Two recent Court of Appeal decisions, SOL Trustees Limited v Giles Civil Limited and Watts v Hughes Construction Limited v Complete Siteworks Company Limited highlight potential pitfalls when responding to payment claims under the Construction Contracts Act 2002: a payment schedule must comply with s 21 to prevent a payment claim falling due, and the exercise of a contractual right of election to extend the due date for responding to a payment claim must be communicated to the other party.

SOL Trustees Limited v Giles Civil Limited [2014] NZCA 539

SOL engaged subcontractor Giles in the construction of a 20 lot subdivision in Auckland.  The project experienced significant delays.

The subcontract provided that Giles was to submit payment claims for work done, and SOL was required to respond with a payment schedule within a specified timeframe.  If SOL failed to do so, then it became liable to pay the claimed amount.

SOL responded to payment claims 10, 11, 12, 13, and 14 by email, stating they were in dispute.  In response to payment claim 10, SOL also attached a spreadsheet named “Project Overrun Costs” which contained the costs it was claiming as a result of the delays.  The other responses provided no other information.  When Giles did not receive payment for the payment claims, it served two statutory demands.  SOL applied to have the statutory demands set aside.  The High Court dismissed the application and SOL appealed.

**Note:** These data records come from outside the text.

PR #102, opened 2018-10-09
Proxy

notkriswagner:
Added code to enable proxy support for PUT/GET commands. The code reads the value from the env vars (all_proxy, http_proxy, https_proxy) and sets the appropriate configuration fields in AWS API.

### DIFF
--- a/tests/test_unit_proxy.cpp
+++ b/tests/test_unit_proxy.cpp
@@ -2,50 +2,51 @@
  * Copyright (c) 2018 Snowflake Computing, Inc. All rights reserved.
  */
 
+#include <cassert>
 #include "util/Proxy.hpp"
 #include "utils/test_setup.h"
 #include "utils/TestSetup.hpp"
 
 typedef ::Snowflake::Client::Util::Proxy Proxy;
 
-void test_proxy_parts_equality(const char *proxy_str, const char *user, const char *pwd, const char *machine, unsigned port, const char *scheme) {
+void test_proxy_parts_equality(const char *proxy_str, const char *user, const char *pwd, const char *machine, unsigned port, Proxy::Protocol scheme) {
     Proxy proxy(proxy_str);
 
     assert_string_equal(proxy.getUser().c_str(), user);
     assert_string_equal(proxy.getPwd().c_str(), pwd);
     assert_string_equal(proxy.getMachine().c_str(), machine);
     assert_int_equal(proxy.getPort(), port);
-    assert_string_equal(proxy.getScheme().c_str(), scheme);
+    assert(proxy.getScheme() == scheme);
 }
 
 void test_proxy_machine_only(void **unused)
 {
-    test_proxy_parts_equality("localhost", "", "", "localhost", 0, "");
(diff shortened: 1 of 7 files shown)


howryu:
Can you add some tests? Also maybe considering adding some util classes to parse proxy information?

tests/test_unit_proxy.cpp
```diff
@@ -0,0 +1,62 @@
...
+    assert_string_equal(proxy.getUser().c_str(), user);
+    assert_string_equal(proxy.getPwd().c_str(), pwd);
+    assert_string_equal(proxy.getMachine().c_str(), machine);
+    assert_int_equal(proxy.getPort(), port);
+    assert_string_equal(proxy.getScheme().c_str(), scheme);
+}
+
+void test_proxy_machine_only(void **unused)
+{
+    test_proxy_parts_equality("localhost", "", "", "localhost", 0, "");
```
smtakeda: would this be port 80?

tests/test_unit_proxy.cpp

The Court held that merely stating that the amount claimed was in dispute did not fulfil the requirements of section 21 of the Act.  In particular, the responses did not indicate a “scheduled amount” (the amount the contractor proposed to pay to the subcontractor in response to their payment claim).

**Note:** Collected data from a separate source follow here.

PR #108, opened 2018-10-25
Issue 107

notkriswagner:
Add cstdlib to Proxy.hpp to fix build issue on OS X. Removed `brew update python` from travis script since python3 is installed by default.


notkriswagner:
@smtakeda and @h-chaturvedi review when you have a chance

PR #112, opened 2018-11-05
OCSP Skip

notkriswagner:
Added an ocsp skip based on the connection struct's insecure mode flag.


notkriswagner:
@smtakeda and @h-chaturvedi please review when you get a chance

Further, the spreadsheet sent with payment claim 10 appeared to be SOL’s calculation of a potential counterclaim or set-off for delay. Section 79 of the Act provides that in proceedings for the recovery of debts due under the Act, the Court cannot give effect to any counter claim, set-off or cross-demand.  This is in line with the purpose of the Act to“pay now and argue later”.

The Court upheld the High Court decision to strike out the application to set aside the statutory demands.

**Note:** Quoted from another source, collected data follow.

PR #113, opened 2018-11-07
Fixed DATE type to SF_TIMESTAMP struct Conversion bug

notkriswagner:
Fixed DATE type to SF_TIMESTAMP struct conversion bug. Added a test case to check the native timestamp type column conversion from all Snowflake time/date types.

### DIFF
--- a/lib/client.c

Watts v Hughes Construction Limited v Complete Siteworks Company Limited [2014] NZCA 564

Watts & Hughes contracted with Complete Siteworks for the construction of a supermarket car park in Ferrymead, Christchurch.

Complete Siteworks was required to submit its payment claim on the 25th day of each month.  If Complete Siteworks submitted a late payment claim, Watts & Hughes could, under the terms of the contract, elect to treat the late payment claim as being received on the due date for the following month. 

Complete Siteworks submitted its February payment claim on 28 February 2014, three days late.  Watts & Hughes did not respond to the claim.  When the due date under the contract for payment of a February claim passed, Complete Siteworks issued a statutory demand.

Watts & Hughes argued that it had made a valid election to treat the payment claim as having been received on the due date for the following month (25 March).  On that basis, the payment schedule was not due.

The Court of Appeal analysed the relevant authorities and held that an election “consists of making an unequivocal choice and communicating that choice to the other party to the contract”. The Court found that Watts & Hughes had not communicated its election before the due date for a February claim, and the right of election had accordingly expired.  Failure to serve a payment schedule was not in itself unequivocal notice, nor were previous warnings of the potential consequence of a late claim effective notice in respect of the February claim.  The Court emphasised that a right to make an election may be taken away, if it is not exercised within a reasonable time.

The Court of Appeal upheld the High Court’s refusal to set aside the statutory demand.